Task details: In the data below, find the line containing "- or should we take the latest?"; reproduce that line and all subsequent lines exactly, and nothing else.

*** Data to use ***

Issue #1335, opened 2023-03-17
ClassAttributeFont(Style|Size|…) overrides ClassFontStyle(Style|Size|…)


nstanger:
## Describe the bug

From version 1.2022.2, `ClassAttributeFont(Style|Size|…)` skinparams change font attributes for *all* text in a class, not just the attributes, also overriding the effect of any explicit `ClassFont(Style|Size|…).` This didn’t happen up to version 1.2022.1.

## To Reproduce

Minimum working example:

```plantuml
@startuml
skinparam {
    ClassFontStyle bold
    ClassFontSize 14
    ClassAttributeFontStyle plain
    ClassAttributeFontSize 10
}
class Class {
    -attr1
    --
    +method1()
}
@enduml
```

## Expected behavior

Class title should be size 14 and **bold**, attributes and methods should be size 10 and *not* bold.

## Screenshots

Output of MWE using 1.2022.1 (old default rose skin):
![test_1_2022_1](https://user-images.githubusercontent.com/4316101/225803297-39273da2-79ae-4632-921a-a61b483a27bf.svg)

Class title is larger and **bold**, as expected.

Output of MWE using 1.2023.4 (new default grey skin):
![test_1_2023_4](https://user-images.githubusercontent.com/4316101/225803350-6029f2ef-63e6-4020-aaa5-fe78170e8813.svg)

Class title is the same size as the attributes and *not* bold. I’ve also confirmed the same behaviour in 1.2022.2, 1.2022.14, and 1.2023.0.

## Desktop (please complete the following information)

- OS: macOS Monterey 12.6.3 (behaviour also confirmed under a couple of different Linuxes)
- Browser Vivaldi
- Version 5.7.2921.63 (stable)

## Smartphone (please complete the following information)

N/A

## Additional context

This behaviour first appeared in version 1.2022.2 and is presumably present in all subsequent versions (definitely present in 1.2022.2, 1.2022.14, 1.2023.0, and 1.2023.3). I note that version 1.2022.2 introduced the new default skin, so I wonder whether it is somehow related to that?

It is possible to work around this using Creole and or HTML formatting in the class title, e.g.:

```plantuml
class "<size:14><b>Class2</b></size>" as c2 {
   ...
}

class "<size:14>**Class3**</size>" as c3 {
   ...
}
```

But this is a bit of a hack and regardless it still seems incorrect for `ClassAttributeFont...` to override `ClassFont...`.

[...]

PR #1345, opened 2023-03-19
Build a native image (Linux)

ggrossetie:
The native image is attached to the build as an artifact. For instance: https://github.com/ggrossetie/plantuml/actions/runs/4461027164

### DIFF
--- a/.github/workflows/native-image.yml
+++ b/.github/workflows/native-image.yml
@@ -1,0 +1,50 @@
+name: Native Image
+
+on:
+  push:
+    branches:
+      - native-image
+
+defaults:
+  run:
+    shell: bash
+
+jobs:
+  workflow_config:
+    runs-on: ubuntu-latest
+    steps:
+      - name: Checkout the repository
+        uses: actions/checkout@v3
+
+      - name: Get jar
+        run: |
+          wget "https://github.com/plantuml/plantuml/releases/download/${PLANTUML_VERSION}/plantuml-${PLANTUML_VERSION#?}.jar" -O plantuml.jar
+        env:
+          PLANTUML_VERSION: "v1.2023.4"
+
+      - name: Install system requirements
+        run: sudo apt install build-essential libz-dev zlib1g-dev
+
+      - name: Get GraalVM
+        run: |
+          wget "https://github.com/graalvm/graalvm-ce-builds/releases/download/vm-${GRAALVM_VERSION}/graalvm-ce-java17-linux-amd64-${GRAALVM_VERSION}.tar.gz" -O graalvm-ce.tar.gz
+          mkdir graalvm-ce
+          tar xvzf graalvm-ce.tar.gz -C graalvm-ce --strip-components 1
+          ./graalvm-ce/bin/gu install native-image
+        env:
+          GRAALVM_VERSION: "22.3.1"
+
+      - name: Generate GraalVM configuration
+        run: |
+          mkdir native-image-config-dir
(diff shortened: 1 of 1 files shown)


arnaudroques:
Great, thanks for your contribution.

However, could we run [this CI more often](https://github.com/plantuml/plantuml/issues/1335) ? I mean, even on the `main` branch ?
@evantill Any though?

ggrossetie:
> Is it possible to build a native exe for macos and windows ?

It should, I can give it a try 😉 

> However, could we run https://github.com/plantuml/plantuml/issues/1335 ? I mean, even on the main branch ?
@evantill Any though?

I've created a separated workflow to demonstrate how to build a native image but ideally it should run as part of the release process and create a native image using the jar produced for that release.

.github/workflows/native-image.yml
```diff
@@ -0,0 +1,50 @@
...
+          mkdir graalvm-ce
+          tar xvzf graalvm-ce.tar.gz -C graalvm-ce --strip-components 1
+          ./graalvm-ce/bin/gu install native-image
+        env:
+          GRAALVM_VERSION: "22.3.1"
+
+      - name: Generate GraalVM configuration
+        run: |
+          mkdir native-image-config-dir
+          echo 'Bob->Alice: Hello' | ./graalvm-ce/bin/java -agentlib:native-image-agent=config-output-dir=./native-image-config-dir -jar plantuml.jar -tpng -pipe > out.png
```
The-Lum, line 40: Hi @ggrossetie, and all,

_Sorry for the newbie question..._

What are the meaning of those line?
Is an example as `Bob->Alice: Hello` is mandatory in order to generate the `GraalVM configuration`?

Regards.

.github/workflows/native-image.yml
```diff
@@ -0,0 +1,50 @@
...
+        run: sudo apt install build-essential libz-dev zlib1g-dev
+
+      - name: Get GraalVM
+        run: |
+          wget "https://github.com/graalvm/graalvm-ce-builds/releases/download/vm-${GRAALVM_VERSION}/graalvm-ce-java17-linux-amd64-${GRAALVM_VERSION}.tar.gz" -O graalvm-ce.tar.gz
+          mkdir graalvm-ce
+          tar xvzf graalvm-ce.tar.gz -C graalvm-ce --strip-components 1
+          ./graalvm-ce/bin/gu install native-image
+        env:
+          GRAALVM_VERSION: "22.3.1"
```
The-Lum, line 35: Another minor question:
- Should we take only version `22.3.1` of `GraalVM`
- or should we take the latest?

_For `plantuml.jar` that is OK, we will plan to use the current version, the `wip` of the current CI himself._


Regards.

.github/workflows/native-image.yml
ggrossetie: This process is called "Assisted Configuration with Tracing Agent": https://www.graalvm.org/22.0/reference-manual/native-image/Agent/

> Is an example as Bob->Alice: Hello is mandatory in order to generate the GraalVM configuration?

It's just an example and we might need to run PlantUML more than once to trigger all execution paths: "It can be necessary to run the target application more than once with different inputs to trigger separate execution paths for a better coverage of dynamic accesses. The agent supports this with the config-merge-dir option which adds the intercepted accesses to an existing set of configuration files"

For now it seems sufficient to use a simple example such as "Bob->Alice: Hello".

.github/workflows/native-image.yml
ggrossetie: > Should we take only version 22.3.1 of GraalVM

I think we should use a fixed version and manually update it (with careful consideration).

> For plantuml.jar that is OK, we will plan to use the current version, the wip of the current CI himself.

👍🏻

*** End of Data to use ***

Completed task:
- or should we take the latest?

_For `plantuml.jar` that is OK, we will plan to use the current version, the `wip` of the current CI himself._


Regards.

.github/workflows/native-image.yml
ggrossetie: This process is called "Assisted Configuration with Tracing Agent": https://www.graalvm.org/22.0/reference-manual/native-image/Agent/

> Is an example as Bob->Alice: Hello is mandatory in order to generate the GraalVM configuration?

It's just an example and we might need to run PlantUML more than once to trigger all execution paths: "It can be necessary to run the target application more than once with different inputs to trigger separate execution paths for a better coverage of dynamic accesses. The agent supports this with the config-merge-dir option which adds the intercepted accesses to an existing set of configuration files"

For now it seems sufficient to use a simple example such as "Bob->Alice: Hello".

.github/workflows/native-image.yml
ggrossetie: > Should we take only version 22.3.1 of GraalVM

I think we should use a fixed version and manually update it (with careful consideration).

> For plantuml.jar that is OK, we will plan to use the current version, the wip of the current CI himself.

👍🏻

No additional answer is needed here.